PR #517, opened 2017-04-11
Add support for Samsung native browser

cdegit:
## Changes
- Add babel polyfill
- Fix a bug that was breaking the PDP on Samsung

## How to test-drive this PR
- Run `npm i`
- Run `npm run dev`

## WORK ITEM
Lines before the one containing "Add support for Samsung native browser" are left out. Repeat that line and all lines after it in the records above exactly.

## SOLVED EXERCISE
Add support for Samsung native browser

cdegit:
## Changes
- Add babel polyfill
- Fix a bug that was breaking the PDP on Samsung

## How to test-drive this PR
- Run `npm i`
- Run `npm run dev`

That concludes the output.